12.5. Notice of Nonresponsibility.
Prior to commencement of any of the Work (and any other construction,
alterations, repairs, restorations, replacements or reconstruction on the Site),
Tenant shall take any and all steps necessary and appropriate to protect
Landlord and Landlord's interest in the Site, the underlying real property or
the Premises from becoming subject to any liens or claims of lien.
13. DAMAGE OR DESTRUCTION.
13.1. Damage or Destruction of Premises.
If the Premises is damaged or destroyed by fire or other casualty, Tenant shall
notify Landlord immediately and the following provisions shall determine the
effect of the damage or destruction on this Lease.

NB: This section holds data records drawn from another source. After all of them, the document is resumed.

Issue #2311, opened 2024-10-16
fix: `starknet_getBlockWithTxs` throws an error if block has no txs


apoorvsadana:
This probably never happens on mainnet but if a block has no txs and if you call `starknet_getBlockWithTxs` pathfinder throws an error called `Transaction data missing for block`. We faced this error when we were running Madara in sequencer mode and connecting it to Pathfinder. I am not sure if pathfinder wants to support this behaviour but creating an issue and PR in case pathfinder is fine with supporting empty blocks.

Also, the current behaviour isn't coherent as `starknet_getBlockWithTxHashes` still works with empty blocks on Pathfinder.

PR #2312, opened 2024-10-16
fix `starknet_getBlockWithTxs` fails on empty blocks

apoorvsadana:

13.1.1. Subject to the termination rights of Landlord and
Tenant under this Lease and Landlord's completion of the restoration of
Landlord's Work, Tenant shall repair, reconstruct or replace, Tenant's Work
(including the Furnishings), or the portion thereof so destroyed or damaged
(whichever is reasonably required) at least to the extent of the value and as
nearly as practicable to the character thereof existing immediately prior to
such occurrence. All work shall be subject to Landlord's prior approval in its
sole discretion, shall be started as soon as practicable after the occurrence of
the casualty and, if applicable, the restoration of Landlord's Work, and shall
be diligently completed at Tenant's expense (to which the insurance proceeds
will be applied as hereinafter provided) in accordance with the construction
schedule acceptable to Landlord, and paid for as promptly as Tenant's exercise
of due diligence makes practicable. Tenant shall, however, immediately take such
action as is necessary to assure that the Premises does not constitute a
nuisance, otherwise present a health or safety hazard or detract from the
aesthetics of the neighborhood, such work to be accomplished at Tenant's sole
cost and expense (but Tenant shall be reimbursed out of the insurance proceeds,
which right of reimbursement shall survive the termination of this Lease). All
repairs and reconstruction shall be performed in a manner acceptable to Landlord
which shall in no way interfere with the ongoing operation of
66
THE DISNEYLAND RESORT(R) PROJECT. Such repairs and reconstruction shall be
performed after operating hours, if required by Landlord. Tenant shall deliver
to Landlord within ten (10) days of completion of any repair, replacement or
reconstruction, as-built drawings, in form acceptable to Landlord.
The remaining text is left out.